A lump sum may come as a pension strategy option from work, the result of your organization 401(k) savings, or your own IRA savings, and possibly as an inheritance. Your choice on how to handle retirement funds has a lot to do with your psychological makeup and risk tolerance.
Numerous retired people face the 'Lump Sum' challenge when retiring from their organization: 'Do I Need To take a lump sum which I'll manage for all or portion of my retirement funds - or simply annuitize it (like a retirement annuity) for a lifetime revenue and be done with management worries?' Let us consider a few of the benefits and drawbacks of each option for this pot of retirement funds.
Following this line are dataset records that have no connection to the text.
PR #274, opened 2023-03-13
feat: update text areas to expandable text areas

KristinAoki:
JIRA Ticket: [TNL-10496](https://2u-internal.atlassian.net/browse/TNL-10496)

This PR changes the following text areas to expandable text areas:

- [x] Answers
- [x] Solution
- [x] Feedback
- [x] Hints
- [x] Group Feedback

Each of the changes is in their own commit.

The expandable text areas will allow the users to add rich text to their problems to match the freedom of using markdown in the legacy experience.

### DIFF
--- a/src/editors/containers/ProblemEditor/components/EditProblemView/AnswerWidget/__snapshots__/AnswerOption.test.jsx.snap
+++ b/src/editors/containers/ProblemEditor/components/EditProblemView/AnswerWidget/__snapshots__/AnswerOption.test.jsx.snap
@@ -101,12 +101,13 @@ exports[`AnswerOption render snapshot: renders correct option with numeric input
   <div
     className="ml-1 flex-grow-1"
   >
-    <ExpandableTextArea
-      error={false}
-      errorMessage={null}
-      id="answer-A"
+    <Form.Control
+      as="textarea"
+      autoResize={true}
+      className="answer-option-textarea text-gray-500 small"
+      onChange={[Function]}
       placeholder="Enter an answer"
-      setContent={[Function]}
+      rows={1}
       value="Answer 1"
     />
     <Body>
--- a/src/editors/containers/ProblemEditor/data/ReactStateOLXParser.js
+++ b/src/editors/containers/ProblemEditor/data/ReactStateOLXParser.js
@@ -96,8 +96,8 @@ class ReactStateOLXParser {
       const feedback = [];
       let singleAnswer = {};
       const title = answerTitles ? this.parser.parse(answerTitles[answer.id]) : { '#text': answer.title };
-      const currentSelectedFeedback = selectedFeedback ? selectedFeedback[answer.id] : null;
-      const currentUnselectedFeedback = unselectedFeedback ? unselectedFeedback[answer.id] : null;
+      const currentSelectedFeedback = selectedFeedback?.[answer.id] || null;
+      const currentUnselectedFeedback = unselectedFeedback?.[answer.id] || null;
       let isEmpty;
       if (answerTitles) {
         isEmpty = Object.keys(title)?.length <= 0;
@@ -150,9 +150,12 @@ class ReactStateOLXParser {
   addGroupFeedbackList() {
     const compoundhint = [];
     const { groupFeedbackList } = this.problemState;
+    const { groupFeedback } = this.editorObject;
     groupFeedbackList.forEach((element) => {
+      const feedbackString = groupFeedback?.[element.id];
+      const parsedFeedback = this.parser.parse(feedbackString);
       compoundhint.push({
-        '#text': element.feedback,
+        ...parsedFeedback,
         '@_value': element.answers.join(' '),
       });
     });
@@ -237,7 +240,7 @@ class ReactStateOLXParser {
     const wrongAnswers = [];
     let firstCorrectAnswerParsed = false;
     answers.forEach((answer) => {
-      const correcthint = this.getAnswerHints(selectedFeedback[answer.id]);
+      const correcthint = this.getAnswerHints(selectedFeedback?.[answer.id]);
       if (this.hasAttributeWithValue(answer, 'title')) {
         if (answer.correct && firstCorrectAnswerParsed) {
           additionAnswers.push({
@@ -303,7 +306,7 @@ class ReactStateOLXParser {
     const additionalAnswers = [];
     let firstCorrectAnswerParsed = false;
     answers.forEach((answer) => {
-      const correcthint = this.getAnswerHints(selectedFeedback[answer.id]);
+      const correcthint = this.getAnswerHints(selectedFeedback?.[answer.id]);
       if (this.hasAttributeWithValue(answer, 'title')) {
         if (answer.correct && !firstCorrectAnswerParsed) {
           firstCorrectAnswerParsed = true;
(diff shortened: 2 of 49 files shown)


src/editors/containers/ProblemEditor/data/ReactStateOLXParser.js
```diff
@@ -4,6 +4,10 @@ import { ProblemTypeKeys } from '../../../data/constants/problem';
 
 class ReactStateOLXParser {
   constructor(problemState) {
+    const parserOptions = {
+      ignoreAttributes: false,
+      alwaysCreateTextNode: true,
```
connorhaugh, line 9: What would require the parser & builder to have different sets of options here? builderOptions and parserOptions are slightly different.

src/editors/containers/ProblemEditor/data/ReactStateOLXParser.js
```diff
@@ -134,7 +139,8 @@ class ReactStateOLXParser {
   }
 
   addQuestion() {
-    const { question } = this.editorObject || this.problemState;
```
connorhaugh, line 137: why remove this object dereferencing?  your change can still produce null as a result?

src/editors/containers/ProblemEditor/data/mockData/editorTestData.js
```diff
@@ -0,0 +1,62 @@
...
+  question: '<p>You can use this template as a guide to the simple editor markdown and OLX markup to use for checkboxes with hints and feedback problems. Edit this component to replace this template with your own assessment.</p><label>Add the question text, or prompt, here. This text is required.</label><em>You can add an optional tip or note related to the prompt like this.</em>',
+  answers: {
+    A: 'a correct answer',
+    B: 'an incorrect answer',
+    C: 'an incorrect answer',
+    D: 'a correct answer',
+  },
+};
+
+// export const multipleChoiceWithoutAnswers = {
```
connorhaugh: what purpose does this comment serve? I think you may want to remove it?

src/editors/containers/ProblemEditor/data/mockData/editorTestData.js
```diff
@@ -0,0 +1,62 @@
...
+//   solution: '',
+//   question: '',
+//   answers: { A: '' },
+// };
+
+export const dropdownWithFeedbackAndHints = {
+  solution: '',
```
connorhaugh, line 41: why do only come of these have solutions?

src/editors/sharedComponents/TinyMceWidget/hooks.js
```diff
@@ -57,12 +57,18 @@ export const replaceStaticwithAsset = ({
   imageSrcs.forEach(src => {
     const currentContent = content;
     let staticFullUrl;
-    if (src.startsWith('/static/') && imageUrls.length > 0) {
-      const imgName = src.substring(8, src.indexOf('"'));
+    const isStatic = src.startsWith('/static/');
+    const isExpandableAsset = src.startsWith('/assets/') && editorType === 'expandable';
```
connorhaugh, line 61: Can you explain the logic of what you are doing here in words? I am really bad at reading regex

src/editors/containers/ProblemEditor/data/mockData/editorTestData.js
KristinAoki: I based on the data that was already present in `olxTestData`

src/editors/sharedComponents/TinyMceWidget/hooks.js
KristinAoki: I am removing everything except the image name. I make sure that the replacement starts at the begin file path and matches all characters until the last slash/

src/editors/containers/ProblemEditor/data/ReactStateOLXParser.js
KristinAoki: In a later commit, I change it. I also just realized that question should always be defined so I can change it to
```
const { question } = this.editorObject
```

src/editors/containers/ProblemEditor/data/ReactStateOLXParser.js
KristinAoki: I am not sure. I based this on how options are separated in `OLXParser`

connorhaugh: Ok i think I understand.

src/editors/containers/ProblemEditor/components/EditProblemView/AnswerWidget/__snapshots__/AnswerOption.test.jsx.snap
connorhaugh, line 1: we should have a test in this file where the problem is multiselect or singleselect.

KristinAoki: There is one, but it is not new in PR so it will not show in the diffs

rayzhou-bit (changes requested):
Overall, the code looks really good!

I noticed two things:
- I missed this in the component review. After you add an image, when you click on it, it offers you 3 options for justifying. Clicking left or right justify bugs out the expandable textarea. I imagine these options shouldn't exist as there is no option to justify the text.
- Explanation in the Show Answer widget does not persist when the widget is collapsed and re-opened. Not allowing collapse would fix this is my guess.

An additional thought I had that might be a question for Jon: If we don't allow collapse for certain widgets, should these widgets look different (since the open/collapse arrow looks clickable but is not)?

connorhaugh (changes requested):
Just a miss-merge I think.

src/editors/data/redux/thunkActions/problem.js
```diff
@@ -3,14 +3,10 @@ import { actions } from '..';
 import { OLXParser } from '../../../containers/ProblemEditor/data/OLXParser';
 import { parseSettings } from '../../../containers/ProblemEditor/data/SettingsParser';
 import { ProblemTypeKeys } from '../../constants/problem';
-import ReactStateOLXParser from '../../../containers/ProblemEditor/data/ReactStateOLXParser';
 import { blankProblemOLX } from '../../../containers/ProblemEditor/data/mockData/olxTestData';
 
-export const switchToAdvancedEditor = () => (dispatch, getState) => {
```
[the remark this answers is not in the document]
KristinAoki: This change is related to my changes because when you switch from the visual to advanced editor it is parsing the current content. Earlier we determined that the rawOLX was not updating so I thought it was better to remove the code then add a new line that doesn't really contribute anything.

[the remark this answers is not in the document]
KristinAoki: However, after looking back at the code again, I figured out why the rawOLX was not updating when switching from the visual editor to the advanced editor. The variable that we were calling in `updateField` was `rawOlx`; however, the variable's name in the redux store is `rawOLX`. 🤦‍♀️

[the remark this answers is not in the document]
connorhaugh: ugh that's brutal glad you caught that!

rayzhou-bit (approved):
looks good to me!

PR #276, opened 2023-03-14
fix: show answer attempts spacing

connorhaugh:
added a margin to meet requirements. it is 4 not three to handle the floating label on the input.


kenclary (approved):
good

Issue #279, opened 2023-03-16
Upgrade Node JS from 16 to 18


abdullahwaheed:
**Abstract**
Node 16's support will end on [September 11, 2023](https://nodejs.org/en/blog/announcements/nodejs16-eol/). So we have to upgrade node JS to v18 before that.

**Extras**
Project should use `.nvmrc` to have a consistent node version
We have to update Readme accordingly.

[Upgrade Node JS from 16 to 18](https://github.com/openedx/platform-roadmap/issues/243)

jesperhodge:
Great issue. Let's consider doing this at the same time we are upgrading node to v18 on projects that are using this library, for example, frontend-app-course-authoring. Just so we don't create any emergent problems by possibly having different node versions.

abdullahwaheed:
yes we are planning to upgrade all the MFEs at once. Our team is creating draft PRs in all the repos and can be merged at the same time. e.g: #281 and https://github.com/openedx/frontend-app-course-authoring/pull/464

PR #281, opened 2023-03-16
feat: upgraded to node v18, added .nvmrc and updated workflows

BilalQamar95:
## Ticket
[Upgrade Node Js from 16 to 18](https://github.com/openedx/frontend-lib-content-components/issues/279)

## Description
- Added support for node v18, updated .nvmrc and workflows. 
- Updated `frontend-platform` & `frontend-build` versions


jesperhodge:
This is great!
I have two notes on it we should think about.
1) there's another PR for course-authoring to port that to v18. I think both should be tested and merged together, so we don't have any version mismatch.
2) we are beta testing the new problem editor right now. I'm not very worried about breaking something, but still think it may be better practice to work iteratively and not introduce new changes unnecessarily before launch. How do you feel about doing the version upgrade after the problem editor launch? That way we can test it a bit more separately.

KristinAoki (approved):

PR #285, opened 2023-03-20
feat: add default advanced setting ui callouts

KristinAoki:
JIRA Ticket: [TNL-10429](https://2u-internal.atlassian.net/browse/TNL-10429)

This PR adds "(Default)" to the attempt field and show answer field when the user selects/enters the default value defined in the courses advanced settings. Additionally this PR sets the attempt field, show answer field, and show reset button value to the course's default value when creating a new problem.

### DIFF
--- a/src/editors/containers/ProblemEditor/components/EditProblemView/SettingsWidget/hooks.js
+++ b/src/editors/containers/ProblemEditor/components/EditProblemView/SettingsWidget/hooks.js
@@ -136,7 +136,7 @@ export const scoringCardHooks = (scoring, updateSettings, defaultValue) => {
     let attemptNumber = parseInt(event.target.value);
     const { value } = event.target;
     if (_.isNaN(attemptNumber)) {
-     if (value === '') {
+      if (value === '') {
         attemptNumber = defaultValue;
         setAttemptDisplayValue(`${defaultValue} (Default)`);
       } else {
@@ -144,7 +144,7 @@ export const scoringCardHooks = (scoring, updateSettings, defaultValue) => {
         unlimitedAttempts = true;
       }
     } else if (attemptNumber <= 0) {
-        attemptNumber = 0;
+      attemptNumber = 0;
     } else if (attemptNumber === defaultValue) {
       const attemptNumberStr = value.replace(' (Default)');
       attemptNumber = parseInt(attemptNumberStr);
--- a/src/editors/containers/ProblemEditor/components/EditProblemView/SettingsWidget/hooks.js
+++ b/src/editors/containers/ProblemEditor/components/EditProblemView/SettingsWidget/hooks.js
@@ -10,6 +10,7 @@ export const state = {
   cardCollapsed: (val) => useState(val),
   summary: (val) => useState(val),
   showAttempts: (val) => useState(val),
+  local: (val) => useState(val),
 };
 
 export const showAdvancedSettingsCards = () => {
@@ -120,17 +121,33 @@ export const resetCardHooks = (updateSettings) => {
   };
 };
 
-export const scoringCardHooks = (scoring, updateSettings) => {
+export const scoringCardHooks = (scoring, updateSettings, defaultValue) => {
+  const [local, setLocal] = module.state.local(scoring.attempts.number);
   const handleMaxAttemptChange = (event) => {
     let unlimitedAttempts = false;
     let attemptNumber = parseInt(event.target.value);
+    const { value } = event.target;
     if (_.isNaN(attemptNumber)) {
-      attemptNumber = '';
-      unlimitedAttempts = true;
+      if (value?.startsWith(defaultValue)) {
+        attemptNumber = value.replace(' (Default)');
+      } else {
+        attemptNumber = '';
+        unlimitedAttempts = true;
+      }
     } else if (attemptNumber < 0) {
       attemptNumber = 0;
     }
     updateSettings({ scoring: { ...scoring, attempts: { number: attemptNumber, unlimited: unlimitedAttempts } } });
+  };
+
+  const handleOnChange = (event) => {
+    let newMaxAttempt = event.target.value;
+    if (newMaxAttempt === defaultValue || newMaxAttempt === '') {
+      newMaxAttempt = `${defaultValue} (Default)`;
+    } else if (newMaxAttempt < 0) {
+      newMaxAttempt = 0;
+    }
+    setLocal(newMaxAttempt);
   };
 
   const handleWeightChange = (event) => {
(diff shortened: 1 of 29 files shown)


src/editors/containers/ProblemEditor/components/EditProblemView/SettingsWidget/hooks.js
```diff
@@ -117,19 +118,35 @@ export const resetCardHooks = (updateSettings) => {
...
 };
 
-export const scoringCardHooks = (scoring, updateSettings) => {
+export const scoringCardHooks = (scoring, updateSettings, defaultValue) => {
+  const [local, setLocal] = module.state.local(scoring.attempts.number);
   const handleMaxAttemptChange = (event) => {
     let unlimitedAttempts = false;
     let attemptNumber = parseInt(event.target.value);
+    const { value } = event.target;
     if (_.isNaN(attemptNumber)) {
```
jesperhodge, line 127: Apparently the attemptNumber used to actually be a number. Now that this has changed because the input type is different, I think we don't want to change the type of the redux state from number to string. So it would be good to change the input from a string into a number before calling `updateSettings`.

src/editors/data/redux/thunkActions/problem.js
```diff
@@ -1,10 +1,13 @@
 import _ from 'lodash-es';
 import { actions } from '..';
+import * as requests from './requests';
 import { OLXParser } from '../../../containers/ProblemEditor/data/OLXParser';
 import { parseSettings } from '../../../containers/ProblemEditor/data/SettingsParser';
 import { ProblemTypeKeys } from '../../constants/problem';
 import ReactStateOLXParser from '../../../containers/ProblemEditor/data/ReactStateOLXParser';
 import { blankProblemOLX } from '../../../containers/ProblemEditor/data/mockData/olxTestData';
+import { camelizeKeys } from '../../../utils';
+import * as module from './problem';
```
jesperhodge, line 10: I generally don't think self-imports are a good idea - they make the application logic more convoluted and add unnecessary complexity, and are not normally used in React applications. Is this really necessary? Why do we need to mock out `loadProblem`, and if we do, why do we not have it in a separate module?

src/editors/data/redux/thunkActions/problem.js
```diff
@@ -43,15 +46,35 @@ export const getDataFromOlx = ({ rawOLX, rawSettings }) => {
...
+      const defaultSettings = {};
+      Object.entries(response.data).forEach(([key, value]) => {
+        if (advancedProblemSettingKeys.includes(key)) {
+          defaultSettings[key] = value.value;
+        }
+      });
+      dispatch(actions.problem.updateField({ defaultSettings: camelizeKeys(defaultSettings) }));
+      module.loadProblem({ rawOLX, rawSettings, defaultSettings })(dispatch);
+    },
+    onFailure: () => { module.loadProblem({ rawOLX, rawSettings, defaultSettings: {} })(dispatch); },
```
jesperhodge, line 70: how about just `loadProblem` without module?

jesperhodge (changes requested):
Really awesome work. Mostly works like a charm, but I found a couple of problems concerning string validation.
Also, if you look into the console after changing these settings, there are a whole bunch of errors. We should ideally fix all of them that are related to this and open issues for the other ones. But to be more pragmatic, it is fine to identify whether there are new errors after this PR or not, and only fixing these, but still open issues for the other ones.

rayzhou-bit (commented):
This looks really good for what we can do. Dream scenario would be that paragon adds a non-editable text or something following the editable field.

rayzhou-bit (commented):
Should "If a value is not set, unlimited attempts are allowed" be removed now?

Seeing "undefined (Default)" looks strange. Maybe it should be "unlimited (Default)" even if checkbox is unchecked?

src/editors/containers/ProblemEditor/index.test.jsx
```diff
@@ -62,17 +63,27 @@ describe('ProblemEditor', () => {
     test('assets loaded, block and studio view not yet loaded, Spinner appears', () => {
       expect(shallow(<ProblemEditor {...props} assetsFinished />)).toMatchSnapshot();
     });
+    test('advanceSettings loaded, block and studio view not yet loaded, Spinner appears', () => {
+      expect(shallow(<ProblemEditor {...props} advanceSettingsFinished />)).toMatchSnapshot();
```
jesperhodge, line 67: Same as the other comment - I would feel a bit more comfortable if we at least tested here that an actual spinner appears (find in shallow output) rather than adding a snapshot.
While we're at it... same problem for the tests above. Since they are basically exactly the same test logic, maybe if you test the behavior in this test, can you just copy it also to the tests above?
By the way I don't have a problem with leaving the snapshots, in principle. My suggestion is just a little test case to add to this.
`const wrapper = shallow(...)`
`expect(wrapper.find(Spinner)).toBe(true)` (I don't know if it returns true or what the return value is, but something like that.)

jesperhodge (changes requested):
Very nice work!! I like the new checkbox and how you fixed the little issues around numeric / string values. I actually didn't quite understand how you managed to prevent the user from editing string content in the input field, the outcome of that is very well-working and impressive. I'd be curious how you managed that if you like to share.
The new test cases are very good, you cover all the potential bugs like string and negative values and make sure everything works perfectly.
I was feeling a bit uncomfortable with the growing amount of conditional cases in the ProblemEditor component and how it can be tested that they work correctly. Maybe the logic would be better placed in the hooks.js files. But we have an issue for testing the lifecycle of that component already, dealing with lifecycle testing and that sort of stuff, so that is out of scope here. It is great that you have tests that cover testing rendering of spinner versus editor content, so I suggested adding more explicit expects to the snapshot tests in one of the comments. The nice thing with that is that with that little change the conditionals logic is sufficiently tested and there really is no need to go into more detail or worry about everything working the way we imagine.

src/editors/data/redux/requests/reducer.js
```diff
@@ -19,6 +19,7 @@ const initialState = {
   [RequestKeys.checkTranscriptsForImport]: { status: RequestStates.inactive },
   [RequestKeys.importTranscript]: { status: RequestStates.inactive },
   [RequestKeys.fetchVideoFeatures]: { status: RequestStates.inactive },
+  [RequestKeys.fetchAdvanceSettings]: { status: RequestStates.inactive },
```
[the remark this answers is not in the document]
jesperhodge: Ironically my comment on your typo also has a typo. ^^

KristinAoki:
> Should "If a value is not set, unlimited attempts are allowed" be removed now?

Jon's new mock for me still included it, so keeping it in unless he explicitly decided otherwise.

> Seeing "undefined (Default)" looks strange. Maybe it should be "unlimited (Default)" even if checkbox is unchecked?

I think it makes since for it to say "null (Default)"  because that is the value that is set in the advanced settings.

jesperhodge (approved):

Directly managing earnings from the lump sum through your own investment options and purchasing a set annuity signify two polar options for retirement funds. Examining the pros and cons of each will help you position yourself for a possible intermediate strategy.
Managing retirement funds demands time and effort. You need to research and select investments that will both develop your money to offset inflation, reduce loss to prevent market downturns, and include income creating investments that will permit monthly and emergency withdrawals that don't force untimely investment losses.
You achieve these goals by properly allocating your retirement funds between equity and revenue investments, along with keeping some money equivalents including Certificates of deposit or cash market funds. Continually rebalancing your collection can help you capitalize on any benefits as well and keep you in accordance with your goals.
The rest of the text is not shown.